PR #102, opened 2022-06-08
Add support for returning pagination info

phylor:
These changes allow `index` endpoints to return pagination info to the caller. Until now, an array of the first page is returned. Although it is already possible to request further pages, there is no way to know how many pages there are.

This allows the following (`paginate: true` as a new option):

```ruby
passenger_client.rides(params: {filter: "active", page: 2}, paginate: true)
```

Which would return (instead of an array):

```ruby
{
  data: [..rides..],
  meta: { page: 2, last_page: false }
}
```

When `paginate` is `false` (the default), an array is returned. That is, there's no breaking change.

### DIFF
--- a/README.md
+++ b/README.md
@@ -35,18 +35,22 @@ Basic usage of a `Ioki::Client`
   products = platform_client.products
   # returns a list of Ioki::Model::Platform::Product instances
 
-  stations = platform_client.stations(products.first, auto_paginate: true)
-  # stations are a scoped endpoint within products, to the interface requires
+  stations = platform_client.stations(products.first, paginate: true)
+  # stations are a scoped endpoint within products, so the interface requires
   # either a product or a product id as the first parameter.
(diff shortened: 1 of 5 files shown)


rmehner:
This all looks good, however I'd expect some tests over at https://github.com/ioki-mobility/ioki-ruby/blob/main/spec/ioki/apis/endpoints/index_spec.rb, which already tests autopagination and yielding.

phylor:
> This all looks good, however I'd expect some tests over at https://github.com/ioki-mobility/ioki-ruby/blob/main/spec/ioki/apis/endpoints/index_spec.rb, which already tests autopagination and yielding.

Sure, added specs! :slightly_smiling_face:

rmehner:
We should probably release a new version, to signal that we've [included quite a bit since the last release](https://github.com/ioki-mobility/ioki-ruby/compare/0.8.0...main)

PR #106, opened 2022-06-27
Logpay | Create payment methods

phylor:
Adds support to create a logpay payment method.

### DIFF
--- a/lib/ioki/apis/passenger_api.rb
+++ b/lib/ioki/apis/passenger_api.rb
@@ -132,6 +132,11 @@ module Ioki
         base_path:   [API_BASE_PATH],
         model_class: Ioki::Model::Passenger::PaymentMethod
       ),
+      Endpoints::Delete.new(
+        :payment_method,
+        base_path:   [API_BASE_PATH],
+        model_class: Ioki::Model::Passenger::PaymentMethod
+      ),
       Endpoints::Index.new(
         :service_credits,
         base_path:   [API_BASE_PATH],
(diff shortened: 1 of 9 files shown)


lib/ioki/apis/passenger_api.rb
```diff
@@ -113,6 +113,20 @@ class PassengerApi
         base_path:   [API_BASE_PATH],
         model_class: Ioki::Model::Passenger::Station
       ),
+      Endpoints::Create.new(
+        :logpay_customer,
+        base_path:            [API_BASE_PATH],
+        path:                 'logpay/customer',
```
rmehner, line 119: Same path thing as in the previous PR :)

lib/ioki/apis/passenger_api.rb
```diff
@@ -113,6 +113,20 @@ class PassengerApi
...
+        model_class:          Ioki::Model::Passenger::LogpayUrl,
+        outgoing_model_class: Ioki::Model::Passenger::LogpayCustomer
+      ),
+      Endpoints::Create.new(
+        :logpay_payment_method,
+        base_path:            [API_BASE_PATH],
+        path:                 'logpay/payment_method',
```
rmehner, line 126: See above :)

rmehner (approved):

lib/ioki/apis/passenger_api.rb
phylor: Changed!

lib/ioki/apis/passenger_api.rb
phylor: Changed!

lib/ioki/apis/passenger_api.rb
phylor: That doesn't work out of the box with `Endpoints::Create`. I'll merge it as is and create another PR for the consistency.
▬▬▬▬▬▬▬▬▬▬
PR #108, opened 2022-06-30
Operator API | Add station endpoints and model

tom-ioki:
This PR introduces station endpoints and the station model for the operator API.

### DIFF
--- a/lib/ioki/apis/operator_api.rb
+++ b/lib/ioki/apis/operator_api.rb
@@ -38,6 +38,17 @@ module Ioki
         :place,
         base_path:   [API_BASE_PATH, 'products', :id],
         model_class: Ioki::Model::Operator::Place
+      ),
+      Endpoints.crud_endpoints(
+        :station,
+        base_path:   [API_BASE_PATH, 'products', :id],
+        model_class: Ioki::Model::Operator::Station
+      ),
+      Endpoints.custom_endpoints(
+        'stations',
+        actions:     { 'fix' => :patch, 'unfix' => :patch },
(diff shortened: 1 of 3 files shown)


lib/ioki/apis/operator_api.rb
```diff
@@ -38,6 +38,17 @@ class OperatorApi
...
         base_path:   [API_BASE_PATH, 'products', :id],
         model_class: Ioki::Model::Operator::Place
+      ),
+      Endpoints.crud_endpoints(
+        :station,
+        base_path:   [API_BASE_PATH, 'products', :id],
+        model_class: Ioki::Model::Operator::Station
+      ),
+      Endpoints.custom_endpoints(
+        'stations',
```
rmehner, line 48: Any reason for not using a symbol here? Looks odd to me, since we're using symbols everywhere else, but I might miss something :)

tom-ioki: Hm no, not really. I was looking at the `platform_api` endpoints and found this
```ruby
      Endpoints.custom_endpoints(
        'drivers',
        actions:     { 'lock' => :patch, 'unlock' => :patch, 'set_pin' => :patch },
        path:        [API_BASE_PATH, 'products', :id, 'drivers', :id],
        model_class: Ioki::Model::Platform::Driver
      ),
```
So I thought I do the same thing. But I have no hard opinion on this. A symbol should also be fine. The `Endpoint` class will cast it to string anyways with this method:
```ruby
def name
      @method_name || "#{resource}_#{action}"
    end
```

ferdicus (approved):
▬▬▬▬▬▬▬▬▬▬
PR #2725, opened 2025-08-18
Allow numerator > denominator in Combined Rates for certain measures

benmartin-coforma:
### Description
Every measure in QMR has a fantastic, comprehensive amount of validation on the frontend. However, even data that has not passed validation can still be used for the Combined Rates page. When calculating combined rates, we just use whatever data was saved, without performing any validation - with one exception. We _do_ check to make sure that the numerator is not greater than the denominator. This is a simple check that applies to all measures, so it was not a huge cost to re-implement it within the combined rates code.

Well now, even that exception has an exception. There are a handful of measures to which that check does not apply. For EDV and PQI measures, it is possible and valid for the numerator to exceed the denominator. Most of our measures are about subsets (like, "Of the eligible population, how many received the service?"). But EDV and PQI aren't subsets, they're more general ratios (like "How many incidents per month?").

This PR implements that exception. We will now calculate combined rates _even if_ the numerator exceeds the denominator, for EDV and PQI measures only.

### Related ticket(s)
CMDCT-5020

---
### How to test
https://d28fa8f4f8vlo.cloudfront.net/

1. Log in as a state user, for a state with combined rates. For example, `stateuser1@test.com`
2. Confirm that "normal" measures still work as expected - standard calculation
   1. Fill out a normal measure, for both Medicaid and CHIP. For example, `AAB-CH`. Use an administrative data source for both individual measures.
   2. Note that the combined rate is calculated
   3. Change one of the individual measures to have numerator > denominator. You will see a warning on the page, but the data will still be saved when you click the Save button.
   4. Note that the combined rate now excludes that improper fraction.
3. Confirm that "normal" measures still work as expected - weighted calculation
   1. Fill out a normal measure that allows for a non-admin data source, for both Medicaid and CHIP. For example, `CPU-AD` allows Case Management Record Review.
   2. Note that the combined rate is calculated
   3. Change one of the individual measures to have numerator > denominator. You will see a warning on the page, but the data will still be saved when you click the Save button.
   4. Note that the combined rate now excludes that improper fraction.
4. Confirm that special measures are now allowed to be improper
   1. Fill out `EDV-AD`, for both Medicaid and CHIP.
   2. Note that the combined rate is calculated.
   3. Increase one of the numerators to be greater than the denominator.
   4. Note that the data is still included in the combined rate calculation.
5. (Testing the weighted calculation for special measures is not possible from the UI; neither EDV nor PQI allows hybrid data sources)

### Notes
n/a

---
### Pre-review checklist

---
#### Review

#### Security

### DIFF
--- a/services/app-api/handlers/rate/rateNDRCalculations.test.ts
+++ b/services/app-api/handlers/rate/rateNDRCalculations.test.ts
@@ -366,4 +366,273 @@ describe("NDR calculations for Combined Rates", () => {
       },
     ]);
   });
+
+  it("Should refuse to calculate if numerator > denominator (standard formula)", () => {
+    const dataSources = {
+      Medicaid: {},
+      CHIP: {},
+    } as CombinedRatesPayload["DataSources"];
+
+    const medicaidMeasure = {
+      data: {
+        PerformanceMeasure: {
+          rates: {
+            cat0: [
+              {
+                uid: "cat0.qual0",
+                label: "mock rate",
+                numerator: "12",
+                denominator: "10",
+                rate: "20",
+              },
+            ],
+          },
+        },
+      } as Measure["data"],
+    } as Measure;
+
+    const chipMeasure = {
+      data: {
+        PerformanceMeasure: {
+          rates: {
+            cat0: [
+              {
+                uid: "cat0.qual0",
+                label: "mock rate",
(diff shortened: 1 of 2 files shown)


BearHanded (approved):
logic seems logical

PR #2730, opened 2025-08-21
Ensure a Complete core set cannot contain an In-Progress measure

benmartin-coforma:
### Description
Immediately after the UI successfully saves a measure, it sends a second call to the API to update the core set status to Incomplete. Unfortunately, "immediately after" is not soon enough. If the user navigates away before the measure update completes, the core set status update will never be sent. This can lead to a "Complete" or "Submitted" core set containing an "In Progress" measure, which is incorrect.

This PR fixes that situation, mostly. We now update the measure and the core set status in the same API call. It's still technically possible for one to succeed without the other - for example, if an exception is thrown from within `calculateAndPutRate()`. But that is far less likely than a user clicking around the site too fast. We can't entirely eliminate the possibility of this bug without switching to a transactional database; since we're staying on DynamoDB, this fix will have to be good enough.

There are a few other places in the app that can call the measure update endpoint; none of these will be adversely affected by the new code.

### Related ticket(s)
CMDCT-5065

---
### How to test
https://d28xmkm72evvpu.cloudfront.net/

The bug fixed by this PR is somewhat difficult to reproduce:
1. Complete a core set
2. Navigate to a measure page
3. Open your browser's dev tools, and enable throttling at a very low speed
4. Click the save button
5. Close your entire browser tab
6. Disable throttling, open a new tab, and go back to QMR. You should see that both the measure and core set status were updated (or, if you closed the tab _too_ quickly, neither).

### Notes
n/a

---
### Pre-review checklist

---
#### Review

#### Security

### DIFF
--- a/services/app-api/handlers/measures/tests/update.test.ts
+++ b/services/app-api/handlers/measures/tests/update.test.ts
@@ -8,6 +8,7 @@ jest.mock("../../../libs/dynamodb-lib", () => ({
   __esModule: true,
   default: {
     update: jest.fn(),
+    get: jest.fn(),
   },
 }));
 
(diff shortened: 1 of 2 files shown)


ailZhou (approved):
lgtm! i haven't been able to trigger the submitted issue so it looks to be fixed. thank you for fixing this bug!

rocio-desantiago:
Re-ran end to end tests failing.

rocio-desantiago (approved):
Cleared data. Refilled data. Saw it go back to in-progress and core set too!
▬▬▬▬▬▬▬▬▬▬
▶ **How to complete this task**:
The answer is each line in which the word "browser" occurs, copied from the material above.

▶ **Written answer**:
3. Open your browser's dev tools, and enable throttling at a very low speed
5. Close your entire browser tab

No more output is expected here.